The veteran agent waits a few seconds for a reply, but none comes. Drawing her nine-millimeter she stalks silently across the gray carpeted and deathly quiet room to the hallway. Just then a low clanking noise sounds from within the bathroom followed by the light flickering on several seconds later. Stealthily, she makes her way to the threshold of the bathroom door. Suddenly she whips around the corner and is stopped dead in her tracks at the sight of Elizabeth Monte Carlo Young, her mother. It cannot be her though. Elizabeth Young died when she was just a girl in 1973. She went missing in Russia on a mission for US intelligence. Never being heard from again and eventually was declared dead. The woman standing before Agent Young seems to be the same age that her mother was before she disappeared. Beautiful and smooth fair skin with long brown hair, the same startling sapphire eyes shining brightly at Agent Young's stupefied face. A familiar red river lily is between the woman's ear and head. Elizabeth Young always seemed to have a floral decoration on her person.

The woman smiles from her place on the toilet and says annoyed, "Why are you here?"

It's the same voice too. A smooth and controlled contralto, demanding everyone's attention every time a word is uttered. And growing up Agent Young's mother always demanded her attention; more than that, her emotions as well. More so than her father did. Elizabeth Young tried to mold and control her young child and with an estranged drunken father only around for a few minutes every other month that was never a problem for Elizabeth Young.

Scoffing at her daughter for not replying to her question she says, "Get out until I am finished..."

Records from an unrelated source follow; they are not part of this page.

PR #4246, opened 2021-01-12
long migrations should be flagged as major

djmitche:
For example, https://github.com/taskcluster/taskcluster/releases/tag/v40.0.0 should have had

> [MAJOR] #3578
> The queue service now uses taskQueueId internally instead of the pair provisionerId/workerType for tasks.
> This involves an online database migration that scans each row in the `queue_tasks` table and thus might take considerable time for a production deployment.  A well-equipped database can scan about 600 rows per second.


djmitche:
(this is just docs so doesn't need a changelog)

imbstack (approved):

PR #4251, opened 2021-01-12
Fix updating from reference to link artifact

### LINKED ISSUE #4247: Replacing a reference artifact with a link artifact causes 403 errors
**Describe the bug**
When a reference artifact is replaced with a link artifact `storage_type` is not updated in the database, resulting in a "reference" artifact where `url` is unset.

**To Reproduce**

1. Create a reference artifact, which redirects to an external URL.
2. Create a link artifact with the same name.
3. Click on the artifact link on the Task page.
4. Notice that you are redirected to `undefined`.

**Expected behavior**
Replacing an artifact should update the storageType.

**Taskcluster version**
v40.0.3

djmitche:
I added some additional bits to the tests in hopes of encountering additional bugs due to failure of imagination, but no luck.

Github Bug/Issue: Fixes #4247


imbstack (approved):
seems to make sense

PR #4255, opened 2021-01-13
Return responses from artifact-related API methods

### LINKED ISSUE #4058: "Simple" download functions should also return the URL in the response body

djmitche:
* artifact-related API methods now return a JSON response body (instead of the default text response from express)
* clients read this response body and return it as a normal JSON response

The upshot is that it's no longer necessary to generate signed URLs and fetch them with a library following redirects in order to download an artifact.  Instead:

```js
const { url } = await queue.getArtifact(..);
const res = await request.get(url);
```

It doesn't seem that the browser-side `fetch` API allows JS to see the body of a redirect response.  Setting `Request.redirect` to `"manual"` results only in a Response object with `redirected` and `url` properties, but nothing else.  So this behavior is impossible to support in the browser.

Github Bug/Issue: Fixes #4058


services/queue/src/artifacts.js
```diff
@@ -439,18 +446,12 @@ builder.declare({
...
-    'compliant client, but has extra features to ensure the download is valid.',
-    'It is strongly recommend that consumers use either taskcluster-lib-artifact (JS),',
-    'taskcluster-lib-artifact-go (Go) or the CLI written in Go to interact with',
-    'artifacts.',
+    '**Response**: the HTTP response to this method is a 303 redirect to the',
+    'URL from which the artifact can be downloaded.  The body of that response',
+    'contains the data described in the output schema, contianing the same URL.',
+    'Callers are encouraged to use whichever method of gathering the URL is',
+    'most convenient.  Standard HTTP clients will follow the redirect, while',
+    'API  client libraries will return the JSON body.',
```
jwhitlock, line 454:
```suggestion
    'API client libraries will return the JSON body.',
```

jwhitlock (approved):
The code and tests look good, thanks @djmitche! 

I'm confused by the need to repeat the URL in the body of the response. It seems like the web client is going to use the Location header, and the other clients could as well. I'm guessing this is a workaround for third-party code that treats empty response bodies as errors, but I could be missing some context.

jwhitlock:
If I'd just looked up, I would have seen the answer. Putting the URL in the body makes this target code possible:

```javascript
const { url } = await queue.getArtifact(..);
const res = await request.get(url);
```

A little repetition to improve the client code is a good tradeoff.

clients/client-shell/apis/provider.go
```diff
@@ -228,6 +228,16 @@ func execute(
 	}
 
 	res, err := req.Send()
+	if err != nil {
+		// Got considers redirects an error, but we would like to read the body as if it
```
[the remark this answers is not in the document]
djmitche: It started in JS with [sindresorhus](https://github.com/sindresorhus/got), but has been ported to go by [TC folks](https://github.com/taskcluster/go-got).  It's not totally clear that was a good idea.  Between this issue, and the similar issue with httpbackoff (which is also a separate library owned by TC), it might make sense to reconsider our choices.  In another PR :)

services/queue/src/artifacts.js
djmitche: This will require `yarn generate` so I'll apply it locally and push again.

PR #4267, opened 2021-01-15
Bug 1562993 - generic-worker: only log first error encountered in task log

petemoore:
Bugzilla Bug: [1562993](https://bugzilla.mozilla.org/show_bug.cgi?id=1562993)

### DIFF
--- a/changelog/bug-1562993.md
+++ b/changelog/bug-1562993.md
@@ -1,0 +1,5 @@
+audience: users
+level: patch
+reference: bug 1562993
+---
+generic-worker now only reports the first error it encounters when a task fails or hits an exception.
--- a/go.mod
+++ b/go.mod
@@ -49,9 +49,9 @@ require (
 	github.com/xeipuuv/gojsonpointer v0.0.0-20190905194746-02993c407bfb // indirect
 	github.com/xeipuuv/gojsonschema v1.2.0
 	golang.org/x/crypto v0.0.0-20201016220609-9e8e0b390897
-	golang.org/x/net v0.0.0-20201016165138-7b1cca2348c0
+	golang.org/x/net v0.0.0-20201021035429-f5854403a974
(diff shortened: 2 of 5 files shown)


djmitche (approved):
I guess the reason to have an error accumulator like this is that it's common for many errors to occur at the end of an unsuccessful task, and this provides a simple way to deal with them (`err.add(..)`) without worrying about which came first.

It looks like the only thing that consults any error but the first is WorkerShutdown.  Everything else (`resolve`, `occurred`) ignores all but the first.

Maybe it would make sense to refactor this a little to only keep the first error, with a boolean to track whether a graceful shutdown had occurred (maybe a global?).

I'm also curious why the `go.mod` changes -- was there something in older versions of those libraries that was broken?

petemoore:
> I guess the reason to have an error accumulator like this is that it's common for many errors to occur at the end of an unsuccessful task, and this provides a simple way to deal with them (`err.add(..)`) without worrying about which came first.

That's exactly right. 

> It looks like the only thing that consults any error but the first is WorkerShutdown. Everything else (`resolve`, `occurred`) ignores all but the first.
> 
> Maybe it would make sense to refactor this a little to only keep the first error, with a boolean to track whether a graceful shutdown had occurred (maybe a global?).

I agree we could have a follow-up PR to simplify the handling, although I'm not 100% sure this PR will stick, so I thought as a first pass better to make the smaller change, check all is as wanted, and then to refactor once we're sure this is how we want things. But for sure, if this sticks, this would be a nice cleanup to have.

> I'm also curious why the `go.mod` changes -- was there something in older versions of those libraries that was broken?

Running `build.sh` updated `go.mod` and `go.sum`, pulling in newer versions. I'm not entirely sure why, but I did see the updates are for newer versions, so I was happy to accept the changes. The go module version pinning mechanics are still a little mysterious to me, but to be honest I haven't done a deep dive to better understand what prompted the upgrade.

PR #5354, opened 2022-04-13
Tweak description of task dependents

petemoore:
Minor wording change for description of dependent tasks. Now I've submitted it, I'm not sure it is any better, so it isn't preferred, I'm ok with closing and not merging. My feeling was that the term "blocks" might make it sound like this task prevents the other tasks from being scheduled.


matt-boris (approved):
Definitely like this wording better, thanks!

Issue #4366, opened 2021-02-05
Track last date active for queue workers, too


djmitche:
We track last-seen dates for task queues, but not for workers -- just a first-claim and an expiration.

Agent Young cuts her off, something she shouldn't and wouldn't ever do as a child for fear of getting whipped. But the woman standing before the agent cannot be her mother, she just can't. And so Agent Young says, "How are you here...mother?"

Mother. The word feels strange in the aging agent's mouth. And as if answering her own question, she raises the gun to the throat of the being in front of her and says, "You cannot be here, you're dead."

Agent Young's breathing quickens. She always prided herself with the knowledge that her cognitive abilities are better than everyone else around her. Her sagaciousness always ensuring that she makes the best possible decisions in any circumstance. Without her sanity who would she be? Without her mind ensuring the consistency and potency of her knowledge and subsequent skillset, who would she be?

Agent Young pushes these thoughts away and fires at the thing in front of her before waiting for an answer to any of these confusing emotions and thoughts. The figures face turns into whisps of smoke as the bullet passes through it. A thud resounds as it lodges into the wall behind. The smile with no joy written anywhere leaves the woman's face. A look of sadness almost appears to replace it.

She says dryly, "You shouldn't have done that...daughter."

Confused and startled Agent Young shoots again, then again, and again. Each time the bullets pass directly through the head of her target having never made contact. Again, the lights flicker, but this time when they turn back on the troubling woman is gone. Still breathing hard Agent Young turns to leave and ponder what had just happened, or rather what obviously didn't happen for it is impossible to happen. Ever since she came to Wisconsin things started to happen to her that she cannot explain; things seen that couldn't be there, dangerous hallucinations that she somehow feels has a connection to the case. But as she turns something red and innocent catches the sharp eye of Agent Young. A red river lily is lying beside the toilet.